Selain mengakibatkan keluarnya materi dalam sel, dan mengganggu proses transport nutrisi oleh sel, kerusakan membran sitoplasma akan mengakibatkan senyawa lain yang terdapat pada jahe lebih leluasa melakukan penetrasi ke dalam tubuh larva. Masuknya senyawa lain kedalam tubuh larva secara leluasa akibat dari rusaknya jaringan membran akan mengakibatkan terganggunya fungsi fisiologis dalam tubuh larva. Senyawa tersebut akan mengganggu sistem pernafasan, mengganggu kerja hormonal dan merusak saluran pencernaan. Terganggunya sistem fisiologis larva akan berakibat pada terganggunya sistem respirasi, mengganggu kerja hormonal dan merusak saluran pencernaan (Rahajoe, 2012).

Penetrasi kaemferol pada jaringan pernapasan larva akan merusak kerja mitokondria. Kerusakan mitokondria akan mengganggu proses metabolisme energi pada mitokondria, dengan menghambat proses pengangkutan elektron, yang berakibat pada terganggunya  proses pembentukan adenosine triphospate (ATP). Berkurangnya ATP pada tubuh larva akan mengakibatkan larva menjadi lemas dan tidak memiliki cukup energi untuk melakukan aktivitas makan (Rahajoe, 2012). Kaempferol juga bekerja secara fisiologis sebagai racun pencernaan dengan mengakibatkan kerusakan saluran pencernaan pada tubuh larva yang berakibat pada penurunan aktivitas kelenjar pencernaan.  Penurunan aktivitas kelenjar pencernaan akan memengaruhi proses pencernaan secara kimiawi  dalam saluran pencernaan akibat rusaknya sel-sel epitel penghasil enzim pencernaan dan rusaknya sel regeneratif yang berfungsi untuk memperbaharui sel epitel yang telah mati atau rusak.


Jenis pestisida nabati berkaitan erat dengan perannya dalam mengendalikan OPT. Beberapa jenis pestisida nabati yang mulai dikenal luas adalah insektisida, nematisida, fungisida (Wiratno et al. 2008), bakterisida (Sumastuti dan Pramono 2002), moluskisida (Wiratno et al. 2011), dan leismanisida nabati (Chan Bacab dan Pena Rodriguez 2001).
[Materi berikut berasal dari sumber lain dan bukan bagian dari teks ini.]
PR #3410, opened 2022-10-12
fix: typescript definition for Button's onPress should have event as argument

abumalick:
typescript definition for Button's onPress should have event as argument


RichardLindhout:
This should be done for all components inclusing list.Item e.g. everything with onPress

abumalick:
I am ok to make more fixes if I get positive feedback from maintainers.

I am a bit surprised that a simple change like this does not get any feedback for a month.

Maybe I did something wrong?

lukewalczak:
Hey @abumalick don't worry, I will review the PR in my spare time

lukewalczak:
> This should be done for all components inclusing list.Item e.g. everything with onPress

@RichardLindhout would you like to handle that in the separate PR?

RichardLindhout:
@lukewalczak done!

lukewalczak (approved):
Thanks @abumalick

PR #3413, opened 2022-10-14
fix: portal visible after immediately unmount

### LINKED ISSUE #3395: Portal stays visible indefinitely if unmounted immediately after mounting
### Current behaviour
When trying to remove a portal immediately after mounting it, it stays visible indefinitely. See the failing test below.
* same issue and description as #2606

### Expected behaviour
The portal is unmounted and does not stay visible.

### Code sample
Here's a minimal failing test case (something equivalent happened to me in more complicated, real world code)

https://snack.expo.dev/qbqHB1abQ

```tsx
import React, { useEffect, useState } from 'react';
import { Portal, Text } from 'react-native-paper';
import { render, waitForElement } from 'react-native-testing-library';

const TestComponent = () => {
  const [isPortalVisible, setIsPortalVisible] = useState(true);
  useEffect(() => {
    // Unmount the portal immediately after mounting it
    setIsPortalVisible(false);
  }, []);

  return (
    <Portal.Host>
      {isPortalVisible && (
        <Portal>
          <Text>{"I'm here"}</Text>
        </Portal>
      )}
    </Portal.Host>
  );
};

test('portal is properly unmounted', async () => {
  const component = render(<TestComponent />);

  // This expectation is failing, the portal is never unmounted, despite the useEffect
  await waitForElement(() => {
    const portalContent = component.queryByText("I'm here");
    if (portalContent) throw new Error('Portal is still visible');
  });
});
```

### What have you tried
The cause seems to be with the `await` here:

https://github.com/callstack/react-native-paper/blob/975cfa3be4956b629aa8255e226ff9ca068448eb/src/components/Portal/PortalConsumer.tsx#L10-L17

The await in `componentDidMount` causes a race condition with the synchronous unmounting:

https://github.com/callstack/react-native-paper/blob/975cfa3be4956b629aa8255e226ff9ca068448eb/src/components/Portal/PortalConsumer.tsx#L25-L29

The portal gets (not really) unmounted before being mounted → it stays registered with the portal manager.

One possible fix is to make componentWillUnmount async too:

```diff
-  componentWillUnmount() {
+  async componentWillUnmount() {
     this._checkManager();

+    await Promise.resolve();
     this.props.manager.unmount(this._key);
   }
```
### Your Environment

| ios                                | 15.6.1
| android                        | 11
| react-native                | 0.69.5
| react-native-paper    | 4.12.4
| node                            | 16.16.0
| npm or yarn                | 8.11.0
| expo sdk                     | 46.0.8

hurali97:
### Summary
Fixes #3395

Safely removes the `async ComponentDidMount` and `await Promise.resolve`, which was causing the issues when Portal is unmounted immediately. 

### Test plan
Unit tests coverage.

### DIFF
--- a/src/components/Portal/PortalConsumer.tsx
+++ b/src/components/Portal/PortalConsumer.tsx
@@ -8,11 +8,8 @@ type Props = {
 };
 
 export default class PortalConsumer extends React.Component<Props> {
-  async componentDidMount() {
+  componentDidMount() {
     this.checkManager();
-
-    // Delay updating to prevent React from going to infinite loop
-    await Promise.resolve();
 
     this.key = this.props.manager.mount(this.props.children);
   }
--- a/src/components/__tests__/Menu.test.js
+++ b/src/components/__tests__/Menu.test.js
@@ -5,6 +5,7 @@ import renderer from 'react-test-renderer';
 
 import Button from '../Button/Button.tsx';
 import Menu from '../Menu/Menu.tsx';
+import Portal from '../Portal/Portal.tsx';
 
 const styles = StyleSheet.create({
   contentStyle: {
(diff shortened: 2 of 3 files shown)


lukewalczak (approved):
Thanks @hurali97 for fixing the issue!

PR #3415, opened 2022-10-18
fix(regression): BottomNavigation can't render a single tab

brunohkbx:
### Summary

After rebasing #3408 I noticed that this regression has been introduced in V5. The BottomNavigation breaks when you try to render it with a single tab.

Issue

### Test plan

1. Open the example APP
2. Go to the example/src/Examples/BottomNavigationExample.tsx
4. Modify the routes to have a single one instead
5. Should render a single tab as in the following screenshot

Fixed

### DIFF
--- a/src/components/__tests__/BottomNavigation.test.js
+++ b/src/components/__tests__/BottomNavigation.test.js
@@ -339,7 +339,7 @@ it('renders custom background color passed to barStyle property', () => {
 });
 
 it('renders a single tab', () => {
-  const { getByTestId } = render(
+  const { queryByTestId } = render(
     <BottomNavigation
       shifting={false}
       navigationState={createState(0, 1)}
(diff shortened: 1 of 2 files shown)


src/components/__tests__/BottomNavigation.test.js
```diff
@@ -337,3 +337,17 @@ it('renders custom background color passed to barStyle property', () => {
...
+    <BottomNavigation
+      shifting={false}
+      navigationState={createState(0, 1)}
+      onIndexChange={jest.fn()}
+      renderScene={({ route }) => route.title}
+      testID={'bottom-navigation'}
+    />
+  );
+
+  getByTestId('bottom-navigation')
```
lukewalczak, line 352: That test doesn't have any assertions

lukewalczak:
@brunohkbx thanks for the fix, totally overlooked it. please only adjust the test and it will be ready to be shipped!

brunohkbx:
@lukewalczak fixed ✅

lukewalczak (approved):
Thanks for the fix @brunohkbx!

PR #3433, opened 2022-10-25
feat: getLazy prop for bottom-navigation

### LINKED ISSUE #3085: Add an option to prevent lazy on @react-navigation/material-bottom-tabs.
I'm currently a bit frustrated having nested routes not being indexed as the route containing the routes not being loaded, by having a lazy prop I'd allow me to load these routes :) 

As `import { createBottomTabNavigator } from "@react-navigation/bottom-tabs";` has it, allowing to specify if a route should be lazy loaded or not

**Describe alternatives you've considered**
I'm currently NOT using the material-bottom-tabs for this reason.
.

hurali97:
### Summary

Fixes #3085 

Introduces `getLazy` callback prop which allows the user to set lazy for each screen as they want leveraging the `route` parameter received in the callback. If user wants to set lazy for every screen, they can simply return `true` from the callback.

Usage:
```
      <BottomNavigation
        {...otherProps}
        getLazy={({ route }) => route.key !== 'album'}
      />
```

### Test plan

Unit test coverage 🧪

### DIFF
--- a/src/components/BottomNavigation/BottomNavigation.tsx
+++ b/src/components/BottomNavigation/BottomNavigation.tsx
@@ -262,6 +262,10 @@ export type Props = {
    * TestID used for testing purposes
    */
   testID?: string;
+  /**
+   * Get lazy for the current screen. Uses true by default.
+   */
+  getLazy?: (props: { route: Route }) => boolean;
 };
 
 const MIN_RIPPLE_SCALE = 0.001; // Minimum scale is not 0 due to bug with animation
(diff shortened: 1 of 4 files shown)


lukewalczak:
That PR will need the following changes in the [material-bottom-tabs](https://github.com/react-navigation/react-navigation/tree/main/packages/material-bottom-tabs) repository once the stable version is released.

lukewalczak (approved):

src/components/BottomNavigation/BottomNavigation.tsx
```diff
@@ -262,6 +263,10 @@ export type Props = {
    * TestID used for testing purposes
    */
   testID?: string;
+  /**
+   * Get lazy for the current screen. Uses true by default.
```
lukewalczak, line 267:
```suggestion
   * @supported Available in v5.x
   * Get lazy for the current screen. Uses true by default.
```

lukewalczak (approved):

Issue #3435, opened 2022-10-25
[5.0.0-RC-8] Use custom font as default


bombillazo:
### Current behaviour
Currently, there is no way to set the default app font to a specific fontFamily. You either have to use variants or pass the fontFamily as a style prop.

### Expected behaviour
There should be a theme property that sets the default fontFamily to use and propagates it to ALL RNP elements.

### How to reproduce?
N/A

### Preview

Currently, when using themeV3, if you don't choose variant, there is a token object with default fonts that gets used to set the `brandRegular` property.

```tsx

  if (theme.isV3 && variant) {
  } else {
    const { brandRegular, weightRegular } = tokens.md.ref.typeface;
```

This causes all Text objects that do not use variant to simply use the default OS font. We should be able to somehow override this.

### Your Environment

| software                      | version
| --------------------- | -------
| ios                                | x
| android                        | x
| react-native                | 0.69.6
| react-native-paper    | 5.0.0-RC-8
| node                            | x.x.x
| npm or yarn                | x.x.x
| expo sdk                     | x.x.x

bombillazo:
Im currently getting around this using this patch and extending fonts to include a default variant `MD3Type`:

```tsx
       />
     );
   } else {
-    const { brandRegular, weightRegular } = tokens.md.ref.typeface;
     const font = theme.isV3
       ? {
-          fontFamily: brandRegular,
-          fontWeight: weightRegular,
+          fontFamily: theme.fonts.default.fontFamily,
+          fontWeight: theme.fonts.default.fontWeight,
         }
       : theme.fonts?.regular;
     const textStyle = {

```

lukewalczak:
Hey @bombillazo, unfortunately looks like I overlooked that case :|

What is the `theme.fonts.default` in your patch?

bombillazo:
Its just another `MD3Type` object like `headlineSmall`, `bodyMedium`... etc. I then set it to use the custom fontFamily

```
  default: {
    fontFamily: 'MyFont',
    fontSize: 0,
    fontWeight: '400',
    letterSpacing: 0,
    lineHeight: 0,
  },
```

lukewalczak:
Could you please if that PR https://github.com/callstack/react-native-paper/pull/3436 is fixing the problem?

bombillazo:
@lukewalczak sorry for the delay, yup! that looks good to me

PR #3436, opened 2022-10-25
fix: add default property to the v3 theme fonts

lukewalczak:
### Summary

Fixes https://github.com/callstack/react-native-paper/issues/3435

Support the possibility to override the default `Text`s component font styles, via theme property `theme.fonts.default`

#### Related issue

- #3435 

### Test plan

Updated snapshots

### DIFF
--- a/src/types.tsx
+++ b/src/types.tsx
@@ -173,11 +173,7 @@ export type MD3Typescale =
   | {
       [key in MD3TypescaleKey]: MD3Type;
     } & {
-      ['default']: {
-        fontFamily: string;
-        fontWeight: Font['fontWeight'];
-        letterSpacing: number;
-      };
+      ['default']: Omit<MD3Type, 'lineHeight' | 'fontSize'>;
     };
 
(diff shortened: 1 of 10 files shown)


src/types.tsx
```diff
@@ -169,9 +169,16 @@ export type MD3Type = {
...
+export type MD3Typescale =
+  | {
+      [key in MD3TypescaleKey]: MD3Type;
+    } & {
+      ['default']: {
+        fontFamily: string;
+        fontWeight: Font['fontWeight'];
+        letterSpacing: number;
+      };
+    };
```
Drakeoon, line 181: Wouldn't this work?
```suggestion
      default: MD3Type
```

Drakeoon (approved):
@lukewalczak Left just one comment, looks good otherwise

src/types.tsx
lukewalczak: `MD3Type` contains also `lineHeight` and `fontSize` which I don't want to specify in the `default` Text, however, I think I can just go MD3Type and omits those two properties 🤔

PR #3441, opened 2022-10-27
feat: create Tooltip component

brunohkbx:
### Summary

This PR implements the Tooltip component described [here](https://m2.material.io/components/tooltips) in MD2 docs.

Tooltips display informative text when users hover over, focus on, or tap an element.
When activated, tooltips display a text label identifying an element, such as a description of its function.

This covers only the minimum functionality to make it usable. Desktop support and animated Transitions described in MD docs are not implemented. Future work can be done and is welcome to support all use cases.

#### Behavior
A tooltip is displayed upon tapping and holding a screen element or component (on mobile) or hovering over it (desktop). Continuously display the tooltip as long as the user long-presses or hovers over the element.

#### Timing
Display the tooltip for 1.5 seconds. If the user takes another action before that time ends, the tooltip will disappear.

Show case

#### Placement
The tooltip can overflow to the left / right or bottom depending on where the wrapped element is placed on the screen.

The purpose of the following test cases is to show that the tooltip text does not goes offscreen.

1. Overflow To Left
Test 1

2. Overflow To Right
Test 2

3. Overflow To Bottom
Test 3

4. Normal placement
Test 4


src/components/Tooltip.tsx
```diff
@@ -0,0 +1,275 @@
...
+        </Portal>
+      )}
+      <View
+        onTouchStart={handleTouchStart}
+        onTouchEnd={handleTouchEnd}
+        onTouchCancel={handleTouchEnd}
+        style={wrapperStyle}
+      >
+        {React.cloneElement(children, { ...rest, ref: childrenWrapperRef })}
+      </View>
```
brunohkbx, line 250: 🧵 
At first, I tried to use this View to measure the wrapped element as in this change

```suggestion
      <View
        onTouchStart={handleTouchStart}
        onTouchEnd={handleTouchEnd}
        onTouchCancel={handleTouchEnd}
        style={wrapperStyle}
        collapsable={false}
        ref={childrenWrapperRef}
      >
        {React.cloneElement(children, { ...rest })}
      </View>
```

However, I ran into some issues with absolute positioned elements such as a FAB. The only I found to work around this issue was to pass a ref to the wrapped elements as MUI does, see [here](https://github.com/mui/material-ui/blob/master/packages/mui-material/src/Tooltip/Tooltip.js#L724) and more explanation [here](https://mui.com/material-ui/guides/composition/#caveat-with-refs)

src/components/Appbar/AppbarAction.tsx
```diff
@@ -72,39 +72,45 @@ export type Props = React.ComponentPropsWithoutRef<typeof IconButton> & {
  * export default MyComponent;
  * ```
  */
-const AppbarAction = ({
```
brunohkbx, line 75: See my comment https://github.com/callstack/react-native-paper/pull/3441#discussion_r1006410447 to understand this change

src/components/Appbar/AppbarAction.tsx
```diff
@@ -72,39 +72,45 @@ export type Props = React.ComponentPropsWithoutRef<typeof IconButton> & {
...
-  color: iconColor,
-  icon,
-  disabled,
-  onPress,
-  accessibilityLabel,
-  isLeading,
-  ...rest
-}: Props) => {
-  const theme = useInternalTheme();
+const AppbarAction = React.forwardRef<{}, Props>(
```
brunohkbx, line 75: Is this type declaration enough? Can I replace this `{}` with something more specific? I didn't know what to use

src/components/Tooltip.tsx
```diff
@@ -0,0 +1,275 @@
...
+
+/**
+ * Tooltips display informative text when users hover over, focus on, or tap an element.
+ *
+ * Plain tooltips, when activated, display a text label identifying an element, such as a description of its function. Tooltips should include only short, descriptive text and avoid restating visible UI text.
+ *
+ * <div class="screenshots">
+ *   <figure>
+ *     <img src="screenshots/TODO.png" />
+ *     <figcaption>TODO</figcaption>
```
brunohkbx, line 133: @lukewalczak could you please add some screenshots here? 😄 
I don't have a mac to run it in the emulator. I think would be better to keep all screenshots in the same format

src/components/Tooltip.tsx
```diff
@@ -0,0 +1,275 @@
...
+};
+
+const styles = StyleSheet.create({
+  text: {
+    color: MD2Colors.white,
+  },
+  tooltip: {
+    alignSelf: 'flex-start',
+    justifyContent: 'center',
+    backgroundColor: 'rgba(97, 97, 97, 0.9)',
```
brunohkbx, line 262: @lukewalczak I hard-coded this value because I didn't know where to put it. Should this be in both theme versions (v2/v3)?

src/components/Tooltip.tsx
```diff
@@ -0,0 +1,275 @@
...
+      >
+        {React.cloneElement(children, { ...rest, ref: childrenWrapperRef })}
+      </View>
+    </>
+  );
+};
+
+const styles = StyleSheet.create({
+  text: {
+    color: MD2Colors.white,
```
brunohkbx, line 257: Same

lukewalczak:
Hello @brunohkbx, thanks for adding new component 🔥 I will answer your questions/comments in the upcoming days 🙌🏽

src/components/Tooltip.tsx
lukewalczak: Sure, I will handle it as the last step, just before merging it

src/components/Tooltip.tsx
lukewalczak: For the text color I would suggest using: `theme.colors.surface` for both versions.

src/components/Tooltip.tsx
lukewalczak: For the v3 we can go with `theme.colors.onSurface` for v2 we can add that new color into the theme with the name `tooltip`.

gbelgamo-godaddy (approved):

src/components/Appbar/AppbarAction.tsx
lukewalczak: I guess there should be the type of the ref

src/components/Tooltip.tsx
```diff
@@ -0,0 +1,275 @@
...
+ * const MyComponent = () => (
+ *   <Tooltip title="Selected Camera">
+ *     <IconButton icon="camera" selected size={24} onPress={() => {}} />
+ *   </Tooltip>
+ * );
+ *
+ * export default MyComponent;
+ * ```
+ */
+const Tooltip = ({
```
lukewalczak, line 151: Can we split that file into two, for the component and utils?

example/src/Examples/AppbarExample.tsx
```diff
@@ -67,10 +68,14 @@ const AppbarExample = ({ navigation }: Props) => {
                 <Appbar.Action icon="calendar" onPress={() => {}} />
               )}
           {showSearchIcon && (
-            <Appbar.Action icon="magnify" onPress={() => {}} />
```
lukewalczak, line 70: Can we add a dedicated example for the Tooltip? 
I mean, someone who is checking only the example app won't have knowledge that the component exists.

src/components/Tooltip.tsx
brunohkbx: Done 👍🏻 what do you think?

MD2 Light | MD2 Dark
--- | ---
Light Theme |  Dark Theme

MD3 Light | MD3 Dark
--- | ---
Light Theme |  Dark Theme

brunohkbx: https://github.com/callstack/react-native-paper/pull/3441/commits/e2e0e0e6a44ea2fae3691ed416276064109c3a02

src/components/Appbar/AppbarAction.tsx
brunohkbx: Do you think that looks right? https://github.com/callstack/react-native-paper/pull/3441/commits/12a645af55ab38f33c3b869fdee6adeec8479d46

example/src/Examples/AppbarExample.tsx
brunohkbx: Good call! What else do you think we can have on this screen?
Commit: https://github.com/callstack/react-native-paper/pull/3441/commits/7be6e3ad203d0447712e95bf4207c7b5c99efa8b

Example

example/src/Examples/IconButtonExample.tsx
```diff
@@ -34,8 +40,12 @@ const ButtonExample = () => {
     <ScreenWrapper contentContainerStyle={styles.v3Container}>
       <List.Section title="Default">
         <View style={styles.row}>
-          <IconButton icon="camera" size={24} onPress={() => {}} />
-          <IconButton icon="camera" selected size={24} onPress={() => {}} />
+          <Tooltip title="Camera">
```
lukewalczak, line 43: Since we have a dedicated example, those changes can be reverted.

src/components/Tooltip/index.ts
```diff
@@ -0,0 +1 @@
+export { default } from './Tooltip';
```
lukewalczak, line 1: No need for that, in `src/index.tsx` please point directly to the component file:

```
export { default as Tooltip } from './components/Tooltip/Tooltip';
```

src/components/Tooltip/Tooltip.tsx
```diff
@@ -0,0 +1,176 @@
+import * as React from 'react';
+import { Dimensions, View, LayoutChangeEvent, StyleSheet } from 'react-native';
+
+import { useInternalTheme } from '../../core/theming';
+import { addEventListener } from '../../utils/addEventListener';
+import Portal from '../Portal/Portal';
+import Text from '../Typography/Text';
+import { getTooltipPosition, Measurement } from './utils';
+
+export type Props = {
```
lukewalczak, line 10: Please also in `src/index.tsx` add types export:

```
export type { Props as TooltipProps } from './components/Tooltip/Tooltip';
```

src/components/Tooltip/Tooltip.tsx
```diff
@@ -0,0 +1,176 @@
...
+    tooltip: {},
+    measured: false,
+  });
+  const showTooltipTimer = React.useRef<NodeJS.Timeout>();
+  const hideTooltipTimer = React.useRef<NodeJS.Timeout>();
+  const childrenWrapperRef = React.useRef() as React.MutableRefObject<View>;
+
+  React.useEffect(() => {
+    return () => {
+      if (showTooltipTimer.current) clearTimeout(showTooltipTimer.current);
```
lukewalczak, line 75: Could you please add the curly braces around `if` condition in your whole changes? There is nothing wrong with your approach, I just would like to have consistency in the codebase ✌🏽

src/components/Tooltip.tsx
brunohkbx: @lukewalczak I'm wondering if we can have a prop called `forwardRef` for cases when the element is absolutely positioned such as a FAB. Then we wouldn't need to make the components that I changed forwardable. What do you think?

lukewalczak: I would say to keep your current approach, I think are no benefits of having the prop `forwardRef` and it can be confusing for users.

lukewalczak (approved):
LGTM! Thanks @brunohkbx 🚀

Issue #3439, opened 2022-10-26
How to change List.Accordion rippleColor and underlayColor ?


cyhnkckali:

suleymanbariseser:
May I contribute to the project by implementing this feature?

lukewalczak:
hey @suleymanbariseser, sure, let's try to add `rippleColor` in the similar way as it's currently done in `Button` or `AnimatedFAB` components.

cyhnkckali:
Thank you @suleymanbariseser

lukewalczak:
Closed via: https://github.com/callstack/react-native-paper/pull/3448

PR #3448, opened 2022-10-31
feat: make ripple color dynamic for ListAccordion

suleymanbariseser:
### Summary

It makes rippleColor dynamic in ListAccordion as it is asked in the issue #3439 

### Test plan

Tested in the example application with different text colors and everything seems okay.


src/components/List/ListAccordion.tsx
```diff
@@ -187,6 +187,11 @@ const ListAccordion = ({
   const isExpanded = groupContext
     ? groupContext.expandedId === id
     : expandedInternal;
+
+  const titleTextColor = isExpanded ? theme.colors?.primary : titleColor;
+
+  const rippleColor = color(titleTextColor).alpha(0.12).rgb().string();
```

Saat ini Balai Penelitian Tanaman Rempah dan Obat (Balittro) sedang mengembangkan herbisida nabati untuk mengendalikan gulma yang banyak mengganggu tanaman budi daya.

Pestisida nabati memiliki spektrum pengendalian yang luas dan dapat mengendalikan hama yang telah resisten terhadap insektisida sintetis. Karena tingkat toksisitasnya terhadap mamalia relatif rendah, pestisida nabati aman bagi kehidupan.

Cara penggunaan pestisida yang tepat merupakan salah satu faktor yang penting dalam menentukan keberhasilan pengendalian hama. Walaupun jenis obatnya manjur, namun karena penggunaannya tidak benar, maka menyebabkan sia-sianya penyemprotan. Hal-hal yang perlu diperhatikan dalam penggunaan pestisida, di antaranya adalah keadaan angin, suhu udara, kelembapan dan curah hujan. Angin yang tenang dan stabil akan mengurangi pelayangan partikel pestisida di udara. Apabila suhu di bagian bawah lebih panas, pestisida akan naik bergerak ke atas. Demikian pula kelembapan yang tinggi akan mempermudah terjadinya hidrolisis partikel pestisida yang menyebabkan kurangnya daya racun. Sedang curah hujan dapat menyebabkan pencucian pestisida, selanjutnya daya kerja pestisida berkurang. Hal-hal teknis yang juga perlu diperhatikan dalam penggunaan pestisida adalah ketepatan penentuan dosis. Dosis yang terlalu tinggi akan menyebabkan pemborosan pestisida, di samping merusak lingkungan. Dosis yang terlalu rendah menyebabkan hama sasaran tidak mati. Di samping berakibat mempercepat timbulnya resistensi.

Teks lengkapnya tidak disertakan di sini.